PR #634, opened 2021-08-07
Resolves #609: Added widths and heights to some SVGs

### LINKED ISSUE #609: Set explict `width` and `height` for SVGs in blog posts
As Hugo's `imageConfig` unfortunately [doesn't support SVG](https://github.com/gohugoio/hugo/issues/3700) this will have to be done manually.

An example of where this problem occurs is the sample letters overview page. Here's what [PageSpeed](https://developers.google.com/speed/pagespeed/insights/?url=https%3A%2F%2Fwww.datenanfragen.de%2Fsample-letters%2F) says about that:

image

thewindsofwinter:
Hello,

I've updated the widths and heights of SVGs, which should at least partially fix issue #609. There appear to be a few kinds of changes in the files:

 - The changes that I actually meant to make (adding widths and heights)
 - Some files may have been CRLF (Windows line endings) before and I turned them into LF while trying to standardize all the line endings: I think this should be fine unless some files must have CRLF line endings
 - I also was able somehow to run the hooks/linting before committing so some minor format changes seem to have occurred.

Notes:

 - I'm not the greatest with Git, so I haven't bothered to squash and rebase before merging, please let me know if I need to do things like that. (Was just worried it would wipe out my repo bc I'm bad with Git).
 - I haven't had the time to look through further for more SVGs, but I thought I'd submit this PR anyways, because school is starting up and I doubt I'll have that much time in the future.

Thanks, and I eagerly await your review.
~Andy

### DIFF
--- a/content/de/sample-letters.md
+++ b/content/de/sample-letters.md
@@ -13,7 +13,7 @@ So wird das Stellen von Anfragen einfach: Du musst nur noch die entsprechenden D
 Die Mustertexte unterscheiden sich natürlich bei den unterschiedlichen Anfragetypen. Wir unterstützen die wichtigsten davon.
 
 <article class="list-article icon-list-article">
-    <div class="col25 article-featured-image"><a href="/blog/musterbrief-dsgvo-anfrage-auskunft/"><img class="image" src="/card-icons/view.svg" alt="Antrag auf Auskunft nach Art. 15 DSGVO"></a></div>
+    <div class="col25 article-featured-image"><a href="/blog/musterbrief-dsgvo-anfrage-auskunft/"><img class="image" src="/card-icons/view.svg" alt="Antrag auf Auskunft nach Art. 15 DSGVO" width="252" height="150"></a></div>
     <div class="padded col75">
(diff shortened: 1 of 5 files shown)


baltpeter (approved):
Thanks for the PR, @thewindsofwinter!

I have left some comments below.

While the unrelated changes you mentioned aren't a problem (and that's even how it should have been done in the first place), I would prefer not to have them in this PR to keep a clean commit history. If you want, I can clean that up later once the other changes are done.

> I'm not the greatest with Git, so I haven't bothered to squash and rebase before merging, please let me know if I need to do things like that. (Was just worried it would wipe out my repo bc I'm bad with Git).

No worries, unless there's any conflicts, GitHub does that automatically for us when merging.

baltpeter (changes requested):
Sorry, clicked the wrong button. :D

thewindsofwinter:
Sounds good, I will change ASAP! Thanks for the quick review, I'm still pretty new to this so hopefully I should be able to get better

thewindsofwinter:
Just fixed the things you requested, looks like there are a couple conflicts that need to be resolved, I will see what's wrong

* * * * * * * * *

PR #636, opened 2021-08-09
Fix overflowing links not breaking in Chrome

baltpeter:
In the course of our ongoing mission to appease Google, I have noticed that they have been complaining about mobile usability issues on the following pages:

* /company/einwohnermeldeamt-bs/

* * * * * * * * *

Gather from the entries above all lines that include the string "worried".

| Task result |
 - I'm not the greatest with Git, so I haven't bothered to squash and rebase before merging, please let me know if I need to do things like that. (Was just worried it would wipe out my repo bc I'm bad with Git).
> I'm not the greatest with Git, so I haven't bothered to squash and rebase before merging, please let me know if I need to do things like that. (Was just worried it would wipe out my repo bc I'm bad with Git).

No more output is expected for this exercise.